The trinitrophenylation of a single amino group of spinach ferredoxin abolishes its ability to inhibit the diaphorase activity of the flavoprotein, ferredoxin:NADP oxidoreductase (EC 1.6.7.1); in contrast, the ability of ferredoxin to participate in the ferredoxin-linked cytochrome c reductase activity catalyzed by the flavoprotein is unaffected.

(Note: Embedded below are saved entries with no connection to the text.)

PR #1216, opened 2017-04-29
Add support for Horstmann/Secure SSR302

cyclops1982:
First time i add support for a device. So i have no clue if this is all correct or not, but it seems to work better for me as initially the device showed 3 switches and it surely only has 2 which operate correctly as well.
The heating mode also works, but only after you ask it to report. I believe there might be an improvement there, but without much specification on the device config XML, it's quite difficult to find out how to add more stuff :)

Manual (with zwave details) can be found here:
http://products.z-wavealliance.org/ProductManual/File?folder=&filename=Manuals/1619/SSR%20302%20User%20Manual.pdf


nechry:
All empty cc definition are not required.
The association group have to be defined only with cc 133.

nechry:
Did you perform a make xmltest on it?

cyclops1982:
Sorry, i thought i ran make xmltest but i clearly didn't!

I removed the non-ascii characters now, but still get this:
Warning: <CommandClass> element has non-unique value in 'id' key attribute: 32 at cpp/build/testconfig.pl line 56.
Warning: <CommandClass> element has non-unique value in 'id' key attribute: 32 at cpp/build/testconfig.pl line 81.

Errors: (Please Correct before Submitting to OZW)


Now, the line 56 and/or 81 i can comment or even remove, but it keeps on giving me an error message on that. So, the output of make xmltest isn't very clear for me.

cyclops1982:
Seems that that error message came from another file. Updating to the latest on master works.

nechry:
The 2 Warning line are not error but only "Warning"

the last log entrty: Errors: (Please Correct before Submitting to OZW) are always display. but if issues are presents, they are display. The testconfig.pl can be modified to remove the Error entry in case off not error

cyclops1982:
Thanks! Don't fully understand why those CC's are not needed while they are in the spec. Is that just something openzwave does automatically?

nechry:
take a look to the zwcfgxxx.xml generated you will see yes ozw perform a CC discovering. but some behaviours must be tweaked with specific device configuration file. The basic information are Configuration parameters and association group name. with a thermostat most time the mode is also important. but you do fine your config, just with extra definition not required.

cyclops1982:
Many thanks!

PR #1218, opened 2017-05-10
Update rsroom.xml to support decimal values

techdude200:
Added decimal value descriptors for command class thermostat setpoint. This makes it possible to set the setpoint with decimal values and not only integers.


nechry:
Did you run:
`make xmltest` ?

techdude200:
Now the xmltest validates also after my last update

PR #1219, opened 2017-05-12
Fixes for Qubino Smart-Meter ZMNHTDx

Netbulae:


nechry:
Qubino did a firmware update and change again association definition.
we must keep device compatibility with older version
we will assume this version for S4, S5 et S6 is the default and I will keep the current for s1 to S3 version but commented. Soon we can handle many config for same device.

Fishwaldo:
These guys suck! Always changing things that break backwards compatibility (or getting it wrong from the start!)

nechry:
yes and is not the first time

Comparison with previously published results [Davis, D. J., and San Pietro, A. (1977) Biochem. Biophys. Res. Commun. 74, 33–40]indicates that the site of interaction between ferredoxin and the flavoprotein resulting in inhibition if diaphorase activity is responsible for the spectrally observable 1:1 complex between the two proteins and is identical to the site of ferredoxin involvement in NADP photoreduction. The role of ferredoxin in the ferredoxin-linked cytochrome c reductase activity of the flavoprotein has been reexamined under conditions were the entire electron-accepting system (rather than just the ferredoxin component) is rate limiting. The data support a mechanism by which ferredoxin can bind either to the flavoprotein or to cytochrome c, and the ferredoxin:cytochrome c complex serves as the true substrate for reduction by the flavoprotein. Furthermore, Chromatographic evidence is presented for the formation of complexes between ferredoxin and cytochrome c.